### Try it
Lines with the word "class" are the ones wanted. Copy each of them from the entries below.

### Extracted entries
PR #37, opened 2018-07-27
Generic image database header

alexdewar:
I've taken the code for writing to the image database (i.e. saving an image and adding a line to the CSV file) and put it in its own header in a generic form.

Now you can do:
```C++
ImageDatabaseRecorder database("database_name", /*followRoute=*/ false);
...
database.saveImage(frame, 0.5_m, 0.5_m, 0_m, 0_deg);
```

The main impetus for this was is so that Norbert can save his image databases from the robot in the same form.

### DIFF
--- a/common/image_database_recorder.h
+++ b/common/image_database_recorder.h
@@ -1,0 +1,68 @@
+// Standard C includes
+#include <cstdio>
+
+// Standard C++ includes
+#include <fstream>
+#include <iostream>
+#include <stdexcept>
+#include <string>
+#include <tuple>
+
+// OpenCV
+#include <opencv2/opencv.hpp>
+
+// Third-party includes
+#include "../third_party/path.h"
+#include "../third_party/units.h"
+
+namespace BoBRobotics {
+using namespace units::length;
+using namespace units::angle;
+
+template<class AgentType>
+class ImageDatabaseRecorder
+{
+public:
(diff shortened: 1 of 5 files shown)


common/image_database_recorder.h
```diff
@@ -0,0 +1,64 @@
...
+
+        // Write image file info to CSV file
+        m_CSVStream << x.value() << ", " << y.value() << ", " << z.value() << ", "
+                    << heading.value() << ", " << filename << std::endl;
+    }
+
+private:
+    std::string m_DatabaseName;
+    std::ofstream m_CSVStream;
+    bool m_IsRoute;
```
neworderofjamie: This could be const as you set it in the initialiser list

video/input.h
```diff
@@ -98,6 +102,13 @@ class Input
         }
     }
 
+    virtual void readFrameSync(cv::Mat &outFrame)
```
neworderofjamie: I'm not really certain this should be generic method at this level. It only really seems relevant to the Network sources for which it might make more sense to add a 'blocking mode' as that's something that can be done in a much more efficient way.

alexdewar: Good point. I've reverted this (I didn't even end up using the function in the end anyway).

common/image_database_recorder.h
alexdewar: Done!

### Your response
+template<class AgentType>
+class ImageDatabaseRecorder
@@ -98,6 +102,13 @@ class Input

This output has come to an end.